In many ways, this type of bias can be beneficial if it increases diversity in the workplace- especially when candidates from underrepresented backgrounds are hired. However, affinity bias can also lead to a lack of objectivity in the hiring process if a candidate is favored simply because they fit the same mold as the recruiter or other team members. This is why it's doubly important to be aware of affinity biases if you're hiring from your network.
Another example of unconscious bias is confirmation bias - it is the tendency to look for evidence that confirms our existing opinions. For instance, if a recruiter has a certain idea of what their ideal candidate's educational background should look like, they may be swayed towards assessing a candidate based on that opinion rather than the skills and qualifications they have to offer. This kind of bias can lead to overlooking great candidates who may not fit into preconceived notions of what a “good” candidate looks like.

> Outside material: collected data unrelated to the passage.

Issue #225, opened 2020-01-20
UploaderProgressDetails opens behind first Modal in IE


rad3k1:
### Description
If FileUploader with FileUploaderDetails is called from antoher Modal (1), 
the UploaderProgressDetails (2) opens behind that modal in Internet Explorer (it works fine in Chrome and FF).

![upload_details](https://user-images.githubusercontent.com/53941899/72711562-8c51d700-3b69-11ea-9d22-27c4b572cb4b.PNG)

**Expected behavior:**
UploaderProgressDetails should appear in front of the first modal in IE.

**Actual behavior:**
UploaderProgressDetails opens behind the first modal in IE.

**Environment details:**
Browser: IE11

### Possible Solution
The problem is "z-index: 10000", which is set in "Blocker" component (called by Modal) with following styled component:
```
const FixedContainer = styled.div`
  top: 0;
  left: 0;
  right: 0;
  bottom: 0;
  position: fixed;
  z-index: 10000;
  overflow-x: hidden;
  overflow-y: auto;
`;
```

One solution is to override this property in "FileUploaderDetails" component in existing styled component "StyledDetailsHost":
```
const StyledDetailsHost = styled.div`
  & > div:first-child {
    z-index: 10001;
  }
`;
```

PR #226, opened 2020-01-20
Bugfix/225 fix opening upload progress details in ie

rad3k1:
### Prerequisites

### Contribution Type

### Description

Bugfix for [issue 225](https://github.com/ZEISS/precise-ui/issues/225).

The problem is "z-index: 10000", which is set in "Blocker" component (called by Modal) with following styled component:
```
const FixedContainer = styled.div`
  top: 0;
  left: 0;
  right: 0;
  bottom: 0;
  position: fixed;
  z-index: 10000;
  overflow-x: hidden;
  overflow-y: auto;
`;
```

This property will be overridden in "FileUploaderDetails" with higher value (10001).


src/components/FileUploaderDetails/index.tsx
```diff
@@ -64,7 +64,11 @@ const StyledUploaderHost = styled.div`
 `;
 
 const StyledDetailsHost = styled.div`
-  z-index: 10001;
+  // We override the 'z-index' of the styled component 'FixedContainer' of 'Blocker' (which is called by 'Modal').
+  // This fixes the problem of showing 'UploadProgressDetails' in front of 'parent' modal in IE.
```
guiherzog: This explanation is confusing, isn't it supposed to say, this fixes the problem of showing ... behind modal in IE? Also, file UploadProgressDetails is not really a child of the modal. Probably a sibling. 

The fix seems hacky, but that's ok for now, but the explanation is a big confusing.

Issue #228, opened 2020-01-21
onFocus gets triggered on AutoComplete on every key stroke.


guiherzog:
### Prerequisites

- [x] Can you reproduce the problem in a [MWE](https://en.wikipedia.org/wiki/Minimal_working_example)?
- [x] Are you running the latest version?
- [x] Did you check the FAQs to see if that helps you?
- [x] Are you reporting to the correct repository?
- [x] Did you perform a search in the issues?

For more information, see the `CONTRIBUTING` guide.

### Versions

Precise-UI: 0.8.1

### Description

Every time a key is pressed on the Autocomplete component, the `onFocus` method gets called. 

### Steps to Reproduce

1. Go to Kitchen Sink
2. Log the onFocus method.
3. Type a few keys in the input.
4. The log will be printed the same amount of keys pressed

**Expected behavior:** onFocus gets called only when focusing

**Actual behavior:** onFocus gets called for every keystroke

**Environment details:** Chrome 79, MacOS

benbouba:
This repository is being archived, and all issues have been closed as part of the process.

PR #231, opened 2020-01-21
Removing refocus on every `onChange` Event in Autocomplete

Saladinek:
### Prerequisites

### Contribution Type

### Description

Removing refocus on every onChange Event as it breaks the very principle of onFocus functionality. 
Also removing corresponding test case. This PR corresponds to issue [#228 ](https://github.com/ZEISS/precise-ui/issues/228)

For now adding "Breaking Change" option, as it changes the current 'intended' functionality.


src/components/Autocomplete/index.tsx
```diff
@@ -181,24 +181,7 @@ class AutocompleteInt<T> extends React.Component<AutocompleteProps<T> & FormCont
...
-        If we call this.hide() again with a timeout, it works also for IE11.
-      */
-      setTimeout(() => {
-        if (this.state.open) {
-          this.hide();
-        }
-      });
-    };
-
-    suggestionSelected ? hide() : this.show();
```
dimabory: unfortunately, it's not a solution. it will bring another issue https://github.com/ZEISS/precise-ui/issues/123

dimabory: see also https://github.com/ZEISS/precise-ui/pull/184

CHANGELOG.md
```diff
@@ -1,5 +1,11 @@
 # Precise UI Changelog
 
+## 1.0.1
+
+- Fix Accordion not responding when defaultSelectedIndex is set
+- Remove refocus of component(Autocomplete) on every value change, remove corresponding test
```
dimabory: this went to `0.8.3`(`1.0.0`).

src/components/Autocomplete/index.tsx
```diff
@@ -249,14 +232,9 @@ class AutocompleteInt<T> extends React.Component<AutocompleteProps<T> & FormCont
...
-
-    this.setState(
-      () => ({
-        open: true,
-      }),
-      onFocus,
-    );
+    this.setState(() => ({
+      open: true,
+    }));
```
dimabory: no need to use a factory. just `this.setState({ open: true })` looks better ;)

Saladinek: Fixed.

CHANGELOG.md
```diff
@@ -1,11 +1,14 @@
 # Precise UI Changelog
 
 ## 1.0.1
+
 - Fix opening `UploaderProgressDetails` behind modal in IE (#225)
+- Remove refocus of component(Autocomplete) on every value change, remove corresponding test
```
dimabory: I just updated origin. It's no more `1.0.1`. Can you update the version and changelog?

dimabory: Also seems like it is kind of **Breaking Change**, but I wouldn't say it complete change the functionality, it rather fixes the issue, so probably we can bump up the minor version.

dimabory: > Also seems like it is kind of Breaking Change, ...

> ..., so probably we can bump up the minor version

@Saladinek Could you update a minor instead of a patch?

Issue #332, opened 2021-07-13
Grouped elements in Table aren't sorted properly


dremartins:
### Prerequisites

- [x] Can you reproduce the problem in a [MWE](https://en.wikipedia.org/wiki/Minimal_working_example)?
- [x] Are you running the latest version?
- [x] Did you check the FAQs to see if that helps you?
- [x] Are you reporting to the correct repository?
- [x] Did you perform a search in the issues?

For more information, see the `CONTRIBUTING` guide.

### Versions

PreciseUI 1.5.1
You can get this information from executing `npm version`.

### Description

Sorting isn't always working when combining groups and key sort on Table or AccordionTable components

### Steps to Reproduce

1. Use following code on kitchensink:
```
const { AccordionTable } = require('precise-ui');
const style = { width: '200px', margin: '0 auto', textAlign: 'center' };

function getContent({index, data}) {
  return (
    <div style={style}>
      Details for row #
      <b>{index}</b>
    </div>
  );
}

<AccordionTable
  groupBy="tag"
  columns={{tag:{header: 'tag'}, value: {header: 'value', sortable:  true}, team: {header: 'team'}}}
  detailsRenderer={getContent}
  data={[
    {tag: 'A', value: 'Alpha1', team: 'Alpha team'},
    {tag: 'A', value: 'Alpha3', team: 'Alpha team'},
    {tag: 'B', value: 'Bravo2', team: 'Bravo team'},
    {tag: 'A', value: 'Alpha2', team: 'Alpha team'},
    {tag: 'B', value: 'Bravo3', team: 'Bravo team'},
    {tag: 'C', value: 'Charlie1', team: 'Charlie team'},
    {tag: 'E', value: 'Echo1', team: 'Echo team'},
    {tag: 'A', value: 'Alpha4', team: 'Alpha team'},
    {tag: 'B', value: 'Bravo1', team: 'Bravo team'},
    {tag: 'E', value: 'Echo2', team: 'Echo team'},
  ]} />
```
2. Expand the groups
3. Sort by value descending
4. Feel free to replace the AccordionTable with simple Table. Result is the same

**Expected behavior:** 
All groups should be maintained and elements sorted by value.

**Actual behavior:** 
Not all elements are properly sorted. Group B elements in this example are wrongly sorted.

**Environment details:** any

### Possible Solution

Fix sorting by multiple keys (sort key and group key)

PR #333, opened 2021-07-14
Bugfix/332 table sorting with groups

dremartins:
### Prerequisites

### Contribution Type

### Description

Fix for #332. When grouping and sorting are combined running sort twice (first for sorting, second for grouping) would not guarantee the stable order of the elements, casing grouped elements to possibly become unsorted.
A unit test was expanded to break the previous version, and both an example on `AccordionTable` and `Table` were updated to show this.


src/utils/sort.ts
```diff
@@ -128,12 +148,12 @@ export function sortObjectList<T extends {}>(
...
-    sorter(result, items, sortBy, order === 'descending');
+    sorter(result, items, sortBy, groupBy, order === 'descending');
+  } else if (groupBy) {
+    sorter(result, items, groupBy, undefined, order === 'descending');
   }
 
-  if (groupBy && groupBy !== sortBy) {
-    sorter(result, items, groupBy);
-  }
+  console.log('RESULT: ', result);
```
boromo, line 156: I guess we don't need this log?

dremartins: Damn... there is always one hiding somewhere...

boromo (approved):

PR #348, opened 2021-09-14
Fix/566349 implement Flyout component with popper

simenko:
### Prerequisites

### Contribution Type

### Description

The Flyout component was re-implemented using [Popper.js](https://popper.js.org/). The original implementation contained several hundred lines of code responsible for Flyout positioning. The code was quite complex, had bugs in it, there were no unit tests, so it was really hard to maintain. 

Popper.js is a mature positioning engine with almost 4 million weekly downloads on npmjs.com and 18K stars on Github. It allowed to completely get rid of custom positioning code. The component source code was reduced from around 600 lines to 300 (~100 of them is required only for compatibility with current implementation), bundle size was reduced by 4 kilobytes (because we already have Popper.js as a dependency of react-datepicker).

The public API of the Flyout component remained unchanged, but slight changes in the Flyout position and behaviour are possible. We could think about changing public API to get rid of some compatibility overhead and be able to use all the features offered by Popper.

Th flyoutArrowSize constant was moved from the component code to the theme.


CHANGELOG.md
```diff
@@ -1,5 +1,9 @@
 # Precise UI Changelog
 
+## 2.1.0
```
FlorianRappl, line 3: Either merge with 2.0.1 to 2.1.0 or append it to 2.0.1 (I think it should be merged).

Note that 2.0.1 was not released yet.

package.json
```diff
@@ -43,10 +43,12 @@
     }
   },
   "dependencies": {
-    "date-fns": "^2.3.0",
+    "@popperjs/core": "^2.10.1",
+    "date-fns": "^2.23.0",
     "memoize-one": "^5.1.0",
     "react-datepicker": "^4.2.1",
     "react-onclickoutside": "^6.7.1",
+    "react-popper": "^2.2.5",
```
FlorianRappl, line 51: Ok so we gain 4 KB (nice), but we loose

- `react-popper` (5.4 KB)
- `@popperjs/core` (20 KB)

A total of 25 KB - so 21 KB more.

See https://bundlephobia.com/package/@popperjs/core@2.10.1 and https://bundlephobia.com/package/react-popper@2.2.5.

Am I missing something?

src/utils/flyoutCompatibilityHelpers.tsx
```diff
@@ -0,0 +1,57 @@
...
+  if (!transform || !popperAttributes['data-popper-placement']) {
+    return arrowStyles;
+  }
+
+  const primaryPlacement = (popperAttributes['data-popper-placement'] as Placement).split('-')[0];
+
+  const placementDependentStyles: React.CSSProperties = {
+    top: {
+      bottom: 0,
+      transform: transform + ` rotate(${0}deg)`,
```
FlorianRappl, line 40: If you do start a template string, why not make it a full template? --> `${transform} rotate(0deg)` (why the extra `${}` if you insert a constant anyway?

FlorianRappl (commented):
Fine in general - but I am not sure what those bugs are (can you name some) and the additional weight + dep maintenance is truly required if its only about the flyout. Could we use this at other positions?

Also assuming the mentioned relation between popper and datepicker is true - why do we need to have the additional deps anyway (right now that could only result in multiple versions being resolved --> see dep maintenance)?

package.json
FlorianRappl: Alright but then I'd recommend to use `^2.9.2` for the `@popperjs/core` version range, to have the same base quantifier (resolved anyway to 2.10.1 currently).

simenko: Good catch, done!

simenko:
> Fine in general - but I am not sure what those bugs are (can you name some) and the additional weight + dep maintenance is truly required if its only about the flyout. Could we use this at other positions?

The existing Flyout component was not working properly in the narrow viewport (e.g. on mobile browsers) - large portions of it were not visible, and it could not be fixed by tweaking the position prop - depending on current language setting, viewport width, and zoom the target component could be positioned anywhere on the screen. If we could make it look OK either on the right or on the left side, but not anywhere. This PR not only fixes that issue but also removes a whole lot of complexity from our codebase and reduces bundle size a bit.

The Flyout component is used not just directly but also by Tooltip, DropdownMenu, and OverflowMenu components.
 
> Also assuming the mentioned relation between popper and datepicker is true - why do we need to have the additional deps anyway (right now that could only result in multiple versions being resolved --> see dep maintenance)?

While I could use the Popper deps without adding them to the dependencies list explicitly, I believe it is a bad practice. If we update react-datepicker or replace it with some other date picker package, we can unexpectedly break the Flyout.

FlorianRappl:
Thanks for the explanation.

> While I could use the Popper deps without adding them to the dependencies list explicitly, I believe it is a bad practice. If we update react-datepicker or replace it with some other date picker package, we can unexpectedly break the Flyout.

I think the intention has been misunderstood. Again, this was not about hiding the dependency, but about the additional maintenance cost. Every dependency adds a hidden cost and needs to be accommodated. We should make sure these new direct dependencies don't go out of alignment with the already present indirect dependencies.

src/utils/flyoutCompatibilityHelpers.tsx
```diff
@@ -0,0 +1,57 @@
...
+  if (!transform || !popperAttributes['data-popper-placement']) {
+    return arrowStyles;
+  }
+
+  const primaryPlacement = (popperAttributes['data-popper-placement'] as Placement).split('-')[0];
+
+  const placementDependentStyles: React.CSSProperties = {
+    top: {
+      bottom: 0,
+      transform: `${transform} rotate(${0}deg)`,
```
FlorianRappl, line 40: Can we optimize these templates?

simenko:
> We should make sure these new direct dependencies don't go out of alignment with the already present indirect dependencies.

Take a look at the last 2 commits. I tried to automate dependency versions check. At first, I hoped to use `npm find-dupes`, but it scans the local node_modules directory and its output is inconsistent. So I have implemented a simple script that checks versions of production dependencies all over the deps tree and included it in the husky pre-push hook. 

I have already found another version of react-onclickoutside with the help of this script and updated it. 

What do you think?

package.json
```diff
@@ -39,14 +39,16 @@
   },
   "husky": {
     "hooks": {
-      "pre-push": "npm run test & npm run build"
+      "pre-push": "node tools/deps-duplication-detector.js && (npm run test & npm run build)"
```
FlorianRappl, line 42: We maybe should be the dup checker into the scripts an just have `npm run check` or so here.

FlorianRappl (commented):
This looks great - thanks :beers:!

PR #355, opened 2021-12-20
Bug/600319

t-tkachenko:
### Prerequisites

- [x ] I have read the **CONTRIBUTING** document
- [x ] My code follows the code style of this project

### Contribution Type

- [x ] Bug fix (non-breaking change which fixes an issue, please reference the issue id)
- [ x] I have updated the documentation accordingly
- [ x] All new and existing tests passed

### Description

_Carousel_ bug fixed: (#600319: see details [here](https://dev.azure.com/ZEISSgroup/DCC/_workitems/edit/600319)) iBase Announcements | Navigation dots shown on slider even for 1 page

### DIFF
--- a/src/components/Carousel/index.tsx
+++ b/src/components/Carousel/index.tsx
@@ -1,7 +1,6 @@
 import * as React from 'react';
 import styled, { css } from '../../utils/styled';
-import { KeyCodes } from '../../utils/keyCodes';
-import { remCalc } from '../../utils/remCalc';
+import { KeyCodes, remCalc } from '../../utils';
 import { InteractiveSurface, InteractiveSurfaceChangeEvent, InteractiveSurfaceProps } from '../InteractiveSurface';
 import { Icon } from '../Icon';
 import { StandardProps } from '../../common';
@@ -452,6 +451,7 @@ export class Carousel extends React.PureComponent<CarouselProps, CarouselState> 
 
     const disableLeft = !infinite && selectedIndex < 1;
     const disableRight = !infinite && selectedIndex > childrenCount - 2;
+    const enableBullets = bullets && bullets.length > 1;
 
     return (
       <RootContainer {...props} onKeyDown={this.handleKeyDown} tabIndex={0}>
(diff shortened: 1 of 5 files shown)


src/components/Carousel/index.tsx
```diff
@@ -1,7 +1,6 @@
 import * as React from 'react';
 import styled, { css } from '../../utils/styled';
-import { KeyCodes } from '../../utils/keyCodes';
-import { remCalc } from '../../utils/remCalc';
+import { KeyCodes, remCalc } from '../../utils';
```
FlorianRappl, line 3: Not 100% sure about this (there might have been a reason for having explicit module imports instead of taking the `index`, maybe one of the utils refers to components which would make it cyclic?). Have you checked that this works?

If yes, then fine with me.

t-tkachenko: Yes I'm 100% sure it works cause I've checked it on local machine (put my case into runnable docs) and code has passed all the tests.

teberl:
I think it would be preferable if the component exposes a property, like `pagination` or `bullets` which is of type `boolean` that way the parent could handle the visibility itself.
That approach would make it more flexible to use and also enable the option to completly disable the bullet points if desired.

t-tkachenko:
> Thanks @t-tkachenko for the contribution. IMHO it would be preferable if the component exposes a property, like `pagination` or `bullets` which is of type `boolean` that way the parent could handle the visibility itself. Default would be `true`, to not break existing behaviour. That approach would make it more flexible to use and also enable the option to completly disable the bullet points if desired.
> 
> Maybe this is also not a bug, i feel it is more like a feature request for the component?

In the current state it is definitely a bug. If Carousel has only one Page it means that it's no places (and points) to navigate with bullets, arrows, etc. So navigation facilities should be hidden.
Your proposal is a feature allowing parent component to hide Bullets on demand no matter the Pages count.
However it's not relied to this bug.

benbouba:
This repository is being archived, and all PRs have been closed as part of the process.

For instance, I know an orthopedic surgeon who went to Yale School of Medicine. Because of the rigorous curriculum and strenuous work ethic required of him to pass that program, he held the program in high regard and tried to hire other surgeons as he grew his practice with Yale degrees. While there's nothing wrong with hiring from your alma mater, you can quickly overlook candidate red flags if you're trying to confirm your assumptions rather than objectively assess a candidate's qualifications. This is another unconscious bias in recruitment example.
Finally, there is implicit bias in recruitment and selection processes - this type of bias is typically unconscious and can manifest itself in seemingly innocuous ways. Implicit biases are based on assumptions about certain groups of people without direct evidence to back them up. For instance, if a recruiter has an underlying assumption that all young female candidates will take maternity leave soon after they start, they may not be as inclined to hire them. This type of bias can lead to discrimination against candidates from underrepresented backgrounds and should always be taken into consideration when making hiring decisions.
Another implicit bias that became very evident during the pandemic because of stay-at-home orders and remote work conditions was name discrimination. Candidates with more “ethnic-sounding” names may have been overlooked by recruiters due to the hidden assumption that they would not be able to fulfill remote work requirements since their location or background was unknown. This is an example of implicit bias that could have been avoided if recruiters were aware of it and consciously assessed each candidate on their individual merits.
In the future, no candidate should be discriminated against because of their name, gender, identity, age, or background. With technology, the world is a far smaller place than it used to be, and it's up to us to be inclusive and encouraging of everyone. With workforce shortages and global connectivity, we can't afford to let biases limit our ability to solve the problems of the future.